020 爲什麼要做好人
那兩個壓着我胳膊的男人也隨即被一股外力扯開,我得以脫身坐起,慌亂將自己的衣物裹緊。
這包間燈光昏暗,但足以看得見新進的兩個人,那個將凱哥從我身上拉開的人,正是段天盡。
凱哥被人攪了局,在兩米外差點兒翻了一大跟頭,他迴轉過來,指着段天盡的臉質問:“你他媽的是誰啊,敢管老子閒事?”
阿寬沒等他聲音落完,一腳就給凱哥踹過去,這傢伙雖個頭不高,但起碼有個一百六十斤,竟被阿寬一腳給踢出去一米多遠,人趴在地上,好一會兒不得動彈。
我一直知道阿寬身手好,就這一腳之後我才發現,之前低估他了!
凱哥被踢飛後,他其他同夥見狀,一起朝段天盡撲過去。
段天盡只是稍稍往後退了一下,阿寬那壯實的身材,立刻幫他擋住了這兩人,對方雖然人多,卻根本不會打架,出手笨拙又無力,阿寬幾乎一拳就能揍翻一個,包間內摔砸聲不斷,玻璃器具碎了一地。
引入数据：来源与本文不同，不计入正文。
PR #297, opened 2026-08-25
fix(github): make commentLogin caching concurrency-safe

### LINKED ISSUE #296: getCommentUser(): commentLogin caching is not concurrency-safe
`getCommentUser()` guards `commentLogin` with `mux` (an `RWMutex`), but the guarding is incomplete in two ways. Neither causes incorrect output today, so this is low priority — filing it so the seam is documented rather than rediscovered.

Found while reviewing #295. Pre-existing on `main`; not introduced by that PR.

## Where concurrency comes from

In webhook-server mode, `handleWebhook` spawns a goroutine per event:

```go
// internal/server/http_server.go:112
go process_event.ProcessCodeChange(eventInfo, wp.DevMode, &wp.Wg, &ignoredError)
```

Each of those reaches `getExistingComments()` → `getCommentUser()`. Two PR events arriving close together therefore run this function concurrently. Run-once and GitHub Actions modes are single-event, so they are unaffected.

## 1. Check-then-set is not atomic

`internal/github/comment.go:142-181`

```go
mux.RLock()
if commentLogin != "" {
    mux.RUnlock()
    return nil
}
mux.RUnlock()          // <-- lock released here
// ... GitHub API call ...
mux.Lock()
commentLogin = appLogin + "[bot]"
mux.Unlock()
```

The read lock is released before the API call. Two goroutines that both observe an empty `commentLogin` will both call `GET /app` (or `GET /user`), then both write.

Impact is limited: both goroutines compute the same value, so the cached result is correct either way. The cost is a redundant API call against the rate limit, only on the first events after startup.

## 2. Two reads of `commentLogin` take no lock at all

These reads are outside any `mux` critical section, so they can race with the `mux.Lock()` write above. This is a genuine data race that `go test -race` would flag if the package had a concurrent test:

- `internal/github/comment.go:182` — `log.Info().Msgf("Github Comment user name: %s", commentLogin)`
- `internal/github/comment.go:293` — `if isGithubAction || bypass || *c.User.Login == commentLogin {`

Line 293 is the consequential one. It is the comment-author match that decides whether argo-diff edits its existing PR comment or posts a new one. A torn or stale read there would produce a duplicate comment. In practice both writers store the same string, so a stale read can only mean "still empty" — which is already handled, since `getExistingComments()` calls `getCommentUser()` first and returns on error.

## Suggested fix

Collapse the whole populate-once path into a `sync.Once`, which removes the check-then-set gap outright, and add a small locked accessor for reads:

```go
var commentLoginOnce sync.Once

func getCommentLogin() string {
    mux.RLock()
    defer mux.RUnlock()
    return commentLogin
}
```

Then have line 182 and line 293 call `getCommentLogin()` instead of touching the variable directly.

A cheaper alternative is to hold the write lock across the API call. That serializes concurrent first-events on a network round trip, which is acceptable given it happens once per process, but `sync.Once` expresses the intent better.

## Acceptance

- [ ] `commentLogin` is populated exactly once per process, even under concurrent `getCommentUser()` calls.
- [ ] Every read of `commentLogin` holds `mux.RLock()` or goes through an accessor that does.
- [ ] A test exercising concurrent `getExistingComments()` passes under `go test -race`.

brushmtn:
Fixes #296: `getCommentUser()` released its read lock before calling the Github API and only took the write lock to set `commentLogin`, leaving a check-then-set gap where two concurrent webhook events could both miss the cache and both hit the API. Two other reads of `commentLogin` (the completion log line and the comment-author match in `getExistingComments()`) took no lock at all, racing with those writes under `go test -race`.

This holds the write lock across the whole check-call-set sequence in `getCommentUser()` and adds a locked `getCommentLogin()` accessor for the two previously-unlocked reads. Adds `TestGetCommentUserConcurrent`, a `-race` regression test that fires 50 concurrent `getCommentUser()` calls and asserts the Github API is hit exactly once.

No new dependencies. No behavior change on the success path; on the (rare) first-call-fails path, retries are still possible on the next event since `commentLogin` is only set after a successful API call.


brushmtn:

<details>
<summary>Plan</summary>

1. Confirm the race described in issue #296 by reading `internal/github/comment.go`.
2. Fix `getCommentUser()` to hold `mux.Lock()` across the whole check-then-call-then-set sequence, removing the check-then-set gap and the redundant duplicate API call.
3. Add a locked `getCommentLogin()` accessor and switch the two unlocked reads (log line, comment-author match in `getExistingComments()`) to use it.
4. Add a `go test -race` regression test (`TestGetCommentUserConcurrent`) that fires many concurrent `getCommentUser()` calls and asserts the mock API is hit exactly once.
5. Rebase onto latest `origin/main` (it moved during the session and had touched the same function for an unrelated app-slug feature), resolve the merge conflict, and re-verify build + `go test -race ./...`.
6. Push branch and open draft PR.

</details>

<details>

Done: fix implemented and committed (`internal/github/comment.go`, `internal/github/comment_test.go`), rebased onto latest `origin/main` after an unrelated upstream change touched the same function, conflict resolved, pushed.

Verified: `go build -v ./...` passes. `go test -race ./...` passes for the whole repo, including the new `TestGetCommentUserConcurrent` in `internal/github`. `gofmt -l .` reports nothing. `golangci-lint run ./internal/github/...` shows only pre-existing findings unrelated to this change (in `status.go` and the pre-existing test helpers), nothing new introduced by this diff.

Addressed maintainer's inline review comments: enabled `-race` in `.github/workflows/go.yml`'s test step (CI previously ran without it, so a regression of the locking pattern wouldn't have been caught), hoisted the `getCommentLogin()` read in `getExistingComments()` out of the pagination loop, and fixed `TestGetCommentUserConcurrent` to save/restore `commentClient`/`commentClientIsApp`/`commentLogin` (mirroring `TestGetCommentUserApp`) instead of leaking state into later tests. The fourth comment was informational only (about the PR description's wording), no code change needed.

Left to do: none — all three acceptance criteria from issue #296 are met (populate-once under concurrency, all reads locked, a passing `-race` concurrency test), and all actionable review feedback is addressed. `go build -v ./...` and `go test -race ./...` both pass. Ready for review.

</details>

internal/github/comment_test.go
```diff
@@ -367,6 +369,71 @@ func TestCommentExistingMultiNoComment(t *testing.T) {
 	}
 }
 
+// TestGetCommentUserConcurrent is the regression test for issue #296: concurrent
+// calls to getCommentUser() (as happen when the webhook server processes two PR
+// events at once) must populate commentLogin exactly once, and every read of it
+// must be race-free under `go test -race`.
```
vrivellino, line 375: **CI never runs `-race`, so half of this test's value is dead.**

`.github/workflows/go.yml:87` runs `go test -v ./...` with no `-race` flag.

The call-count assertion below still catches a regression of the main check-then-set bug — I confirmed it reports `got 50` against the old code even without the race detector. But the `getCommentLogin()` accessor exists *solely* to fix data races. If someone later reverts an accessor call back to a bare `commentLogin` read, CI will stay green and this test will pass.

Suggest changing that workflow line to:

```yaml
run: go test -race -v ./...
```

The package suite takes ~1.3s under `-race` locally, so the cost is negligible.

internal/github/comment_test.go
```diff
@@ -367,6 +369,71 @@ func TestCommentExistingMultiNoComment(t *testing.T) {
...
+			return
+		}
+		w.WriteHeader(http.StatusOK)
+		w.Write(payload)
+	}))
+	defer server.Close()
+
+	baseURL := server.URL + "/"
+	var err error
+	commentClient, err = github.NewClient(github.WithAuthToken("test1234"), github.WithURLs(&baseURL, &baseURL))
```
vrivellino, line 409: **This test mutates package globals without restoring them, and implicitly assumes `commentClientIsApp == false`.**

It sets `commentClient` and `commentLogin` but never restores either, and it never sets `commentClientIsApp`.

Compare `TestGetCommentUserApp` further down, which saves and restores all four globals in a `defer`. That asymmetry is the fragile part: this works today only because of source order (no earlier test flips `commentClientIsApp`). If a future test sets `commentClientIsApp = true` and forgets to restore it, this test silently takes the App branch and fails with a confusing `Mock server not configured to serve path /app` rather than anything about concurrency.

Suggest mirroring the sibling test's pattern:

```go
origCommentClient := commentClient
origIsApp := commentClientIsApp
origCommentLogin := commentLogin
defer func() {
	commentClient = origCommentClient
	commentClientIsApp = origIsApp
	mux.Lock()
	commentLogin = origCommentLogin
	mux.Unlock()
}()
commentClientIsApp = false
```

internal/github/comment.go
```diff
@@ -299,7 +307,7 @@ func getExistingComments(ctx context.Context, owner, repo string, prNum int) ([]
 		log.Debug().Msgf("Checking %d comments in %s/%s#%d", len(comments), owner, repo, prNum)
 		for _, c := range comments {
 			if strings.Contains(*c.Body, commentIdentifier) {
-				if isGithubAction || bypass || *c.User.Login == commentLogin {
+				if isGithubAction || bypass || *c.User.Login == getCommentLogin() {
```
vrivellino: **Nit: hoist this out of the loop.**

`getCommentLogin()` takes `RLock` once per matching comment, inside a loop that itself runs once per page of results.

This isn't a real cost — by the time control reaches here, `getCommentUser()` has already returned and the lock is uncontended (and when `isGithubAction || bypass` is true, short-circuiting means the accessor is never called at all). But reading it once above the pagination loop is cleaner and pins a single value for the whole scan:

```go
var login string
if !isGithubAction && !bypass {
	login = getCommentLogin()
}
```

then compare against `login` in the condition. Entirely optional.

internal/github/comment.go
```diff
@@ -184,9 +194,7 @@ func getCommentUser(ctx context.Context) error {
 			log.Error().Msg("Empty user returned - not sure how I got here")
 			return fmt.Errorf("empty user info")
 		}
-		mux.Lock()
 		commentLogin = *user.Login
-		mux.Unlock()
 	}
 	log.Info().Msgf("Github Comment user name: %s", commentLogin)
```
vrivellino, line 199: Informational only, no change requested — the PR description says the accessor fixed "the completion log line", but that isn't quite what happened.

This line still reads `commentLogin` directly. It's now race-free because `getCommentUser()` holds the write lock through to `return`, not because it goes through `getCommentLogin()`. The outcome is identical and the code is correct; only the description is slightly off.

Worth keeping in mind for whoever reads this line next: it is safe *only* while it stays inside the write-locked region. It must not be switched to `getCommentLogin()`, since `sync.RWMutex` isn't re-entrant and that would deadlock.

vrivellino (commented):
Reviewed the fix and confirmed it's correct — no correctness bugs found. I checked out the branch, ran the suite under `-race`, and verified the new test genuinely fails against the pre-fix code (`expected exactly 1 call to GET /user, got 50` plus `race detected during execution of test`).

Two things I specifically verified as *not* problems:
- **No re-entrancy deadlock.** The only read inside `getCommentUser()` is the `log.Info()` line, which reads `commentLogin` directly while already holding the write lock rather than going through the new accessor. Correct as written.
- **The lock-across-network-call is bounded.** Every path into `getCommentUser()` wraps the context in a timeout (`internal/server/http_server.go:182`, `internal/process_event/code_change.go:93`), so a hung GitHub API call can't stall comment processing indefinitely.

Four inline notes below — one worth acting on before merge (CI doesn't run `-race`), two minor, one purely informational.

internal/github/comment_test.go
brushmtn: Fixed — CI now runs `go test -race -v ./...` in `.github/workflows/go.yml`.

internal/github/comment_test.go
brushmtn: Fixed — mirrors `TestGetCommentUserApp`'s save/restore pattern now (`commentClient`, `commentClientIsApp`, `commentLogin`) so it no longer leaks state.

internal/github/comment.go
brushmtn: Applied — `login` is now read once via `getCommentLogin()` before the pagination loop and compared against inside it.

internal/github/comment.go
brushmtn: Good catch on the wording, thanks — no code change needed here, agreed this line is race-free because it's inside the write-locked region, not because of the accessor.

vrivellino (approved):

不多時,三人已被阿寬打得在地上滾來滾去,段天盡也沒有叫停,他只是面無表情的點了一根菸,在沙發上坐下,長吸一口煙,緩慢吐出。
煙霧繚繞中,他側顏如雕琢般精細,但最令人深刻的是他這份置身事外的泰然,就像當初被馬濤打那五十鞭,他明知我可能會死,卻依舊能平靜的坐到最後。
那凱哥就是個欺軟怕硬的主,他發現阿寬身手不凡,而且腰上還撇着槍,就知道惹到了個角色,怕得跪在地上求饒。
“好漢饒命,是我們有眼不識泰山,我我們知道錯了,錯了——”
段天盡動了動手指,阿寬停手,退到他身旁站好如關公。
凱哥歪歪斜斜從地上爬起來,口鼻都是血,雖然狼狽,但阿寬還是手下留情了,換了我,保證他站不起來。
此時,段天盡散漫翹着腿,夾着煙的手輕放在上面,“知道爲什麼嗎?”
凱哥緊張地看了我這邊一眼,忙道歉:“我不知道這位美女是大哥的人,對不起,對不起!”
段天盡面無波動的聽完,冷眸看過去,視線如夾帶尖刺,幾人根本不敢直視。
片刻,他從衣服裡掏出個東西,那是一把帶鞘的匕首。
凱哥一看這東西,嚇得不輕,撒腿就想朝包間門逃,結果又被阿寬拽回來,他就只能跪在地上求饒,說可以賠錢。
“賠錢?”段天盡冷笑,從衣兜裡摸了一疊錢,連帶着手裡的菸頭一起扔出去,打在凱哥臉上。
“那大哥想要怎麼辦?我根本沒碰到她!”凱哥冤枉的喊着。
段天盡用手撫摸這匕首的花鞘,頭朝‘驚魂未定’的我轉過來,喊我名字:“樑胭!”
我沒答應,圓溜溜的眼睛望着他,又伸手拉扯了一下自己的外套。
“我從不借錢。”段天盡輕聲對我講,然後他把那匕首遞給我,說:“但我可以借你這個。”
我盯着他手裡的匕首一愣。
他瞧我不動,手動了動,命令道:“拿着!”
我不敢不聽,一直以來,樑胭就是這樣唯命是從的角色,只得唯唯諾諾站起來,顫抖着接過他手裡的匕首。
他很滿意,又對我下了一個命令:“殺了他!”
我驚懼的看過去,不相信,不敢信,更不敢做,連連搖頭。
段天盡被我這個反應惹怒了,他猛然從沙發上站起來,將匕首外殼抽走,重複道:“殺了他!”
我口齒不清的強調:“不,我不要這樣!”
殺人,我何其擅長,但絕不是這種方式、這個地方。
段天儘快速繞到我身後,雙手從後面繞前來,用力將我拿匕首的手包裹在他手掌中,他語氣毫無溫度的問我:“如果當好人就是被欺負,那爲什麼要去做好人?”